Ondofolo Besar Papua : "Indonesia adalah sebuah anugerah bagi kita" - Harian Papua

Breaking

Senin, 25 November 2019

Ondofolo Besar Papua : "Indonesia adalah sebuah anugerah bagi kita"

Ondofolo Besar Papua : "Indonesia adalah sebuah anugerah bagi kita"

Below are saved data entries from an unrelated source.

PR #1837, opened 2026-06-04
fix: make dream extract_facts idempotent so fence rows don't duplicate each cycle

### LINKED ISSUE #1781: dream extract_facts non-idempotent: facts + fence rows duplicate each cycle (Postgres engine)
### Summary

On a Postgres-engine brain, the `extract_facts` phase of `gbrain dream` appears **non-idempotent**: re-running the cycle on unchanged content re-inserts the same facts as new rows (and new `## Facts` fence rows), so duplicates accumulate roughly linearly with the number of cycle runs. Over weeks of a nightly `dream`, the `facts` table grows to many multiples of the distinct fact set, and individual entity-page fences end up containing dozens of byte-identical rows.

### Environment

- gbrain `v0.42.8.0` (also observed on the state inherited from `v0.37.2.0`)
- Engine: Postgres (`postgres-engine`), pgvector, `text-embedding-3-large` @ 1536d
- Multi-source brain (`default` + one federated source), nightly `gbrain dream` via cron
- Schema version 112

### Observed

```
SELECT count(*) total,
       count(DISTINCT (entity_slug, fact)) distinct_facts,
       count(*) - count(DISTINCT (entity_slug, fact)) dupes
FROM facts;
-- total=4360  distinct_facts=929  dupes=3431
```

A single fact's text repeats as many identical **fenced** rows on its entity page (`row_num IS NOT NULL`), e.g. one company page's `## Facts` fence held ~85 byte-identical rows of the same claim. ~3142 of the 3431 duplicate rows are fenced (in the markdown system-of-record), not just stray DB rows.

The duplicate count tracks the number of `dream` runs (≈ one extra copy of each fact per cycle), which is consistent with `extract_facts` re-extracting + re-appending facts that already exist rather than treating them as already-known.

`gbrain sync` alone (no `dream`) does **not** add duplicates — only cycles that run `extract_facts` do.

### Expected

Re-running `dream` on unchanged content should be idempotent: an already-extracted fact (already present in the DB and/or the page's `## Facts` fence) should not be re-inserted / re-appended. The fence's row-level dedup (the `(claim, source)` key used by `v0.32.2`'s `upsertFactRow`) does not appear to be applied on the `extract_facts` write path.

### Impact

- `facts` table and entity-page fences grow unbounded over nightly cycles.
- Search returns many byte-identical fact chunks for a single query (diversity loss, wasted context tokens), and every duplicate is embedded (cost).
- There is no `gbrain facts dedup` command to recover, and a DB-only dedup would desync the markdown fences (which contain the duplicates), risking re-wedging the `v0.32.2` verify.

### Questions

1. Is `extract_facts` intended to dedup against existing facts (by `content_hash` / `(claim, source)`)? If so, what conditions cause it to miss exact-text repeats?
2. Is there a supported way to dedup an existing brain's facts + fences in lockstep?

Happy to provide more detail or a minimal repro brain.

mvanhorn:
## Summary

Re-running a `gbrain dream` cycle on unchanged content no longer accumulates duplicate facts. The `extract_facts` phase in `src/core/cycle/extract-facts.ts` now de-duplicates extracted facts against existing fence rows by the canonical `(claim, source)` content key before appending or calling `engine.insertFacts(...)`, so a no-change cycle is a no-op.

## Why this matters

Issue #1781 reported that on a Postgres-engine brain the `extract_facts` phase was non-idempotent: each cycle re-inserted the same facts and re-appended byte-identical `## Facts` fence rows, growing roughly linearly with the run count (the reporter saw total=4360 / distinct=929 / dupes=3431, with one entity page carrying ~85 identical fenced rows of the same claim). `gbrain sync` alone did not duplicate, and `consolidate` did not recover the duplicates. The row-level dedup key `(claim, source)` used by `upsertFactRow` was not applied on the `extract_facts` write path; `dedupeFactsByContentKey` and `factContentKey` in `extract-facts.ts` now apply it, and the existing empty-fence guard and legacy NULL-source pre-check are preserved.

## Testing

Covered by the new cases in `test/extract-facts-phase.test.ts`: extracting twice on an unchanged page inserts 0 the second time, same-claim-different-source is not treated as a duplicate, a legitimately new fact is inserted exactly once, and the empty-fence / legacy-row guards still short-circuit. Full suite runs in CI.

Fixes #1781

### DIFF
--- a/src/core/cycle/extract-facts.ts
+++ b/src/core/cycle/extract-facts.ts
@@ -11,15 +11,16 @@
  *   1. Reads the markdown body (DB-side fetch via engine.getPage).
  *   2. Parses the `## Facts` fence with parseFactsFence.
  *   3. Maps ParsedFact → FenceExtractedFact via extractFactsFromFenceText.
- *   4. Wipes the page's DB index via deleteFactsForPage.
- *   5. Re-inserts via engine.insertFacts batch.
+ *   4. De-dupes rows by canonical (claim, source) content key.
+ *   5. Reconciles the page-scoped DB index: no-op when already in sync,
+ *      insert only missing keys when possible, or wipe/reinsert when stale
+ *      DB rows need cleanup.
  *
- * After the phase, the DB index for every affected page byte-matches
- * the fence (modulo embeddings + runtime-derived fields). Pages with
- * no fence go through delete-then-empty-insert — DB rows for that
- * page coordinate are wiped; legacy NULL-source_markdown_slug rows
- * survive because deleteFactsForPage targets source_markdown_slug =
- * slug only.
+ * After the phase, the DB index for every affected page matches the
+ * fence's canonical (claim, source) row set (modulo embeddings +
+ * runtime-derived fields). Pages with no fence wipe DB rows for that
+ * page coordinate only; legacy NULL-source_markdown_slug rows survive
+ * because deleteFactsForPage targets source_markdown_slug = slug only.
  *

Bagi Hendrik Yance Udam, tahun 2019 merupakan tahun yang memberi kesan yang mendalam. Ia sedang berjuang membangun persepsi akan pentingnya mencintai Indonesia bagi semua orang dengan berbagai perbedaan suku, agama dan budaya serta profesi demi keutuhan NKRI.
.
Pria yang biasa dipanggil Bung HYU ini adalah tokoh nasional asal Papua tidak bergerak sendiri. Bersama kolega dan kelompok nasionalis lainnya membentuk Gerakan Rakyat Cinta (Gercin) Indonesia pada Agustus 2019 lalu. Namun baru beranjak usia 4 bulan Gercin Indonesia sudah tumbuh pesat membedah dan memberikan sumbangsih suara kepada bangsa akan keyakinan mencintai negeri Indonesia.
.
Pria asli Papua ini dipercaya menjadi nakhoda organisasi Gercin Indonesia, kerap kali diundang manjadi pembicara di organisasi masyarakat maupun lembaga pemerintah untuk menyampaikan hasrat kesatuan dan persatuan bangsa.
.
“Indonesia adalah sebuah anugerah bagi kita, ragam budaya, suku dan bahasa, dari negeri kita terbit cakrawala keindahan nusantara, dan dunia sudah mengakuinya, mengapa kita harus memecah belah semuanya? Bukankah kita lahir dari ibu pertiwi ini, alangkah dangkalnya langkah-langkah untuk menghancurkan, kita harus bersatu jiwa terikat satu sama lain menjaga benteng pusaka yaitu NKRI, Jiwa ini adalah Pancasila Tak ada yang bisa mengubahnya,” kata Hendrik Yance Udam, lulusan kursus Lemhanas bagi kalangan pemuda dan mahasiswa angkatan VI tahun 2013 ini di Jakarta, Sabtu (23/11).
.
Hendrik Yance Udam kelahiran Griminawa, Abepura, Jayapura. Aktivitasnya yang penuh gelora kepada NKRI di Jakarta, membawa suaranya bergema sampai tanah kelahiran, akhirnya ia mendapat perhatian penuh dari pemimpin adat tertinggi (Ondofolo) dan kepala adat masyarakat (Sosero) wilayah tanah Tabi distrik Waibu - Doyo lama Sentani, Jayapura.
.
HYU ditabiskan sebagai Anak Dobontoro (Robonsolo) dan diberi gelar Ondofolo Besar atau disebut Panglima pada tanggal 8 November 2019. Sebagai Ondofolo Besar HYU dipercayakan menjadi pengayom dan pembina masyarakat adat serta melindungi seluruh tanah Tabi  dan tanah Papua secara umum.
.
Kepala suku/Ondoafi Wilayah Adat Griminawa bagian dari wilayah adat Tabi Provinsi Papua, Martinus Kasuai menyampaikan, prosesi pemberian gelar adat dari masyarakat adat suku Sentani kepada HYU sebagai putra terbaik masyarakat adat Griminawa Provinsi Papua.
.
Momen ini merupakan hal yang langka di jaman sekarang. Sebeb, HYU adalah seorang pemimpin dan tokoh muda asli Papua yang sangat fenomenal, yang lahir di saat konflik yang berkepanjangan serta krisis kepemimpinan di tanah Papua.
.
“Saya sebagai kepala suku dan juga Ondoafi di wilayah adat griminawa mewakili kepala suku serta Ondoafi yang ada mengucapkan banyak terima kasih kepada dewan adat suku Sentani. Dalam hal ini masyarakat adat Doyo yang sudah mempercayakan gelar adat Kepada anak kami HYU,” jelasnya.